BEGIN The data

Issue #730, opened 2021-12-15
Compositions grouping


gorhom:
Introduce compositions grouping on the side bar.

# Feature Request 🛍️

The request is to provide a way to group compositions on the side bar which will help users to focus on selected groups that they are working on.

## Use Case

For mid to large scale projects, we would en up with a lot of compositions that makes it difficult to find them, for example:

having multiple compositions that serve under the same category like:

![image](https://user-images.githubusercontent.com/4061838/146276293-aca8bf7a-eef4-4d9a-8a61-b2a5c4e020f3.png)

## Possible Solution

1. we could introduce a new grouping component that users has to wrap their compositions under like: 

```tsx
...
<Group id="video" open={true}>
  <Composition
    id="video-1"
  />
  <Composition
    id="video-2"
  />
</Group>
...
```

2. extract group id from compositions id prefix `{id}-name-name}` and then group every composition that include the group id as a prefix. this i have already done in [my fork](https://github.com/gorhom/remotion) which i will be happy to polish and submit a pr if needed ;)

https://user-images.githubusercontent.com/4061838/146276907-290a0445-3300-4b51-bdef-e7f768c5f4df.mov

Finally, thanks a lot for this amazing library @JonnyBurger

JonnyBurger:
Thanks a lot for the feature request @gorhom and sorry for responding only now!

I like the idea in general and would be interested in implementing a `<Folder />` component:

```tsx
export const Video = () => {
   return (
     <Folder name="Video Testing">
		<Composition
				id="video-testing-mp4"
				component={VideoTesting}
				width={1080}
				height={1080}
				fps={30}
				durationInFrames={100}
				defaultProps={{
					codec: 'mp4',
				}}
			/>
			<Composition
				id="video-testing-webm"
				component={VideoTesting}
				width={1080}
				height={1080}
				fps={30}
				durationInFrames={100}
				defaultProps={{
					codec: 'webm',
				}}
			/>
      </Folder>
      <Composition
				id="audio-testing"
				component={VideoTesting}
				width={1080}
				height={1080}
				fps={30}
				durationInFrames={100}
				defaultProps={{
					codec: 'webm',
				}}
	/>
   )
}
```

I prefer this explicit way rather than doing it automatically using the prefix. Would this also work for you?

tomByrer:
> interested in implementing a `<Folder />` component

Seems good for me.
[...]

PR #890, opened 2022-03-21
Composition grouping via Folder

kave-me:
Adds Composition grouping #730 requested feature


kave-me:
https://user-images.githubusercontent.com/27765198/159203253-39a81b1b-0816-4cdd-b2f6-adfacd743768.mp4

END The data

Assigned task: Could you transcribe all of the entries exactly, leaving nothing out?

Answer for this exercise:
Issue #730, opened 2021-12-15
Compositions grouping


gorhom:
Introduce compositions grouping on the side bar.

# Feature Request 🛍️

The request is to provide a way to group compositions on the side bar which will help users to focus on selected groups that they are working on.

## Use Case

For mid to large scale projects, we would en up with a lot of compositions that makes it difficult to find them, for example:

having multiple compositions that serve under the same category like:

![image](https://user-images.githubusercontent.com/4061838/146276293-aca8bf7a-eef4-4d9a-8a61-b2a5c4e020f3.png)

## Possible Solution

1. we could introduce a new grouping component that users has to wrap their compositions under like: 

```tsx
...
<Group id="video" open={true}>
  <Composition
    id="video-1"
  />
  <Composition
    id="video-2"
  />
</Group>
...
```

2. extract group id from compositions id prefix `{id}-name-name}` and then group every composition that include the group id as a prefix. this i have already done in [my fork](https://github.com/gorhom/remotion) which i will be happy to polish and submit a pr if needed ;)

https://user-images.githubusercontent.com/4061838/146276907-290a0445-3300-4b51-bdef-e7f768c5f4df.mov

Finally, thanks a lot for this amazing library @JonnyBurger

JonnyBurger:
Thanks a lot for the feature request @gorhom and sorry for responding only now!

I like the idea in general and would be interested in implementing a `<Folder />` component:

```tsx
export const Video = () => {
   return (
     <Folder name="Video Testing">
		<Composition
				id="video-testing-mp4"
				component={VideoTesting}
				width={1080}
				height={1080}
				fps={30}
				durationInFrames={100}
				defaultProps={{
					codec: 'mp4',
				}}
			/>
			<Composition
				id="video-testing-webm"
				component={VideoTesting}
				width={1080}
				height={1080}
				fps={30}
				durationInFrames={100}
				defaultProps={{
					codec: 'webm',
				}}
			/>
      </Folder>
      <Composition
				id="audio-testing"
				component={VideoTesting}
				width={1080}
				height={1080}
				fps={30}
				durationInFrames={100}
				defaultProps={{
					codec: 'webm',
				}}
	/>
   )
}
```

I prefer this explicit way rather than doing it automatically using the prefix. Would this also work for you?

tomByrer:
> interested in implementing a `<Folder />` component

Seems good for me.
[...]

PR #890, opened 2022-03-21
Composition grouping via Folder

kave-me:
Adds Composition grouping #730 requested feature


kave-me:
https://user-images.githubusercontent.com/27765198/159203253-39a81b1b-0816-4cdd-b2f6-adfacd743768.mp4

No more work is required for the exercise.